Sunday, April 28, 2013

My Very First…

It was 1963 when the Dovells released their hit “You Can’t Sit Down.”  It topped the charts at Number 3 that year.

Months later, as I was turning 14, I made a routine visit to my aunt’s house in Livonia with my father.  And there, on her kitchen table, was this record with an orange and yellow label. 


As I nosed in closer to sneak a peek at the single, dumfounded that my aunt would even HAVE a 45 in her house, I caught site of the title of the song.   You Can’t Sit Down,    by the Dovells.

What on earth was my aunt, her adult kids living away from home by this time, doing with this “teenage” record?

Although the Dovells (of Bristol Stomp fame) were not my favorite artists (remember this was the time when the Beatles were on top…and I was definitely a Beatles fan) I coveted this black round piece of vinyl.

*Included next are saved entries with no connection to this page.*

PR #538, opened 2021-01-04
enable getPreferredAllocation

uniemimu:
The option was left to false, this fixes it.

### DIFF
--- a/pkg/deviceplugin/server.go
+++ b/pkg/deviceplugin/server.go
@@ -78,11 +78,15 @@ func newServer(devType string,
 	}
 }
 
-func (srv *server) GetDevicePluginOptions(ctx context.Context, empty *pluginapi.Empty) (*pluginapi.DevicePluginOptions, error) {
+func (srv *server) getDevicePluginOptions() *pluginapi.DevicePluginOptions {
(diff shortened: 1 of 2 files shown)


pkg/deviceplugin/server.go
```diff
@@ -81,7 +81,7 @@ func newServer(devType string,
 func (srv *server) GetDevicePluginOptions(ctx context.Context, empty *pluginapi.Empty) (*pluginapi.DevicePluginOptions, error) {
 	return &pluginapi.DevicePluginOptions{
 		PreStartRequired:                srv.preStartContainer != nil,
-		GetPreferredAllocationAvailable: false,
+		GetPreferredAllocationAvailable: srv.getPreferredAllocation != nil,
 	}, nil
```
rojkov, line 85: I'd rather put this struct creation into a private method with narrow interface like `func (srv *server) getDevicePluginOptions() *pluginapi.DevicePluginOptions` and use it here and also inside `registerWithKublet()`.
This way we wouldn't need to create and immediately throw away the context.

Then we can drop `options` from `registerWithKublet()`'s signature.

rojkov (approved):

bart0sh (approved):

Along with great envy, she must have also noticed the quizzical look in my eye.  I am not sure if I asked her why she had this record first, or if she offered to GIVE it to me first.  I was flabbergasted.  Me?  My own 45?

Then she explained that as a bar owner, the jukebox was regularly brought up to date and the old songs were replaced with the newest, latest, greatest hit records.  It was then that she gave me the best present a girl my age would have wanted. 

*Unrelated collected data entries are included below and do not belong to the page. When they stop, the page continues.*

PR #544, opened 2021-01-12
sgx: change getDefaultPodCount() logic

mythi:
Decouple the default enclaveLimit/provisionLimit from core count. With
this change, the default limit is constant and it can be made relative
to core count by setting POD_PER_CORE multiplier via env variable.


ipuustin (approved):
LGTM

rojkov (approved):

She offered to give me ALL the records as they were replaced in the jukebox.  And to top it off?  At the time, the jukebox machine didn’t flip the records to play side B!  That means I would be getting TWO copies of every vinyl 45.   Ahh haa….one for me…one to trade!



 
Over the years I collected hundreds of 45s to play on the family HiFi.  And thanks to my Aunt Mary, I never, ever, had to purchase a single record. 
 
Although my friends and I always made the weekly trek up Telegraph Road to the corner of West Chicago…the local E.J. Korvette’s department store.  We would spend HOURS on the 2nd floor hanging around their most phenomenal record department. 

If I remember correctly, in 1963/64, I believe that 45s were going for about .49 cent a piece (by the latter years of the 60s, the price had jumped to a whopping .69 cents). 

That was a chunk of change, and at 14, I wasn’t working yet, unless you count the .50 cents an hour I spent babysitting for the neighbor kids, or the .45 cents my mom would pay me to wash and wax the floors (on my hands and knees, mind you).

  Take a listen on the left.
  To this day, when I hear
  You Can’t Sit Down, I vividly  recall the day I received my  very first record.